Rund 28 Millionen Produkte verkauft L'Oréal Österreich pro Jahr. Dahinter steht ein überschaubares Team: 230 Menschen aus 13 Nationen, die von einem Büro am Wiedner Gürtel in Wien aus 34 internationale Kosmetikmarken für den heimischen Markt betreuen. Angefangen hat das 1912 mit Haarfarben. Österreich gehörte damit zu den ersten Ländern der Welt, in denen es Produkte des französischen Konzerns überhaupt gab.
Produziert wird in Wien nicht. Die österreichische Gesellschaft bringt die Marken des Konzerns in den Markt, baut sie auf und begleitet sie bis ins Regal. Der Zuschnitt der Geschäftsbereiche folgt dabei dem Ort, an dem gekauft wird: L'Oréal Paris und Garnier stehen in der Drogerie, La Roche-Posay verkauft die Apotheke, Kérastase der Friseursalon. Wer hier einsteigt, arbeitet deshalb nie an einem Produkt allein, sondern an einer Marke und dem Kanal, in dem sie funktioniert.
Entsprechend unterschiedlich sehen die Jobs aus. Im Marketing entwickeln Brand Manager Kampagnen für den österreichischen Markt, im Vertrieb verhandeln Key Account Manager mit den großen Handelsketten, und für die Friseursparte fahren eigene Trainerinnen und Trainer in die Salons und schulen dort am Kundenkopf. Dazu kommen kaufmännische Funktionen, E-Commerce und Logistik. Junior-Stellen und Praktika schreibt das Unternehmen laufend aus, was einen Berufseinstieg in einer Branche ermöglicht, in die man sonst schwer hineinkommt.

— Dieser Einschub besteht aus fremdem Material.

PR #3118, opened 2021-05-03
Fix 2-rfc 'Active RFC List' hyper links

8picomu:
Links was wrong, so I fixed it.

### DIFF
--- a/text/0002-rfc-process.md
+++ b/text/0002-rfc-process.md
@@ -83,7 +83,7 @@ Whomever merges the RFC should do the following:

Alleinige Gesellschafterin ist die L'Oréal S.A. mit Sitz bei Paris. Der Konzern erwirtschaftete 2025 einen Umsatz von 44,05 Milliarden Euro und beschäftigt weltweit mehr als 95.000 Menschen; in 22 Forschungszentren arbeiten über 4.000 Wissenschaftlerinnen und Wissenschaftler an neuen Formulierungen. Für die 230 Beschäftigten in Wien heißt das: kleine Einheit, kurze Wege, aber die Produktentwicklung, die Studien und die Systeme eines Weltkonzerns im Rücken. Zu einzelnen Sozialleistungen veröffentlicht die österreichische Gesellschaft keine detaillierten Angaben.
Über das Tagesgeschäft hinaus fördert L'Oréal Österreich gemeinsam mit der Österreichischen UNESCO-Kommission, der Akademie der Wissenschaften und dem zuständigen Ministerium junge Forscherinnen in Medizin, Natur- und Lebenswissenschaften. Vier von ihnen erhalten jedes Jahr je 25.000 Euro.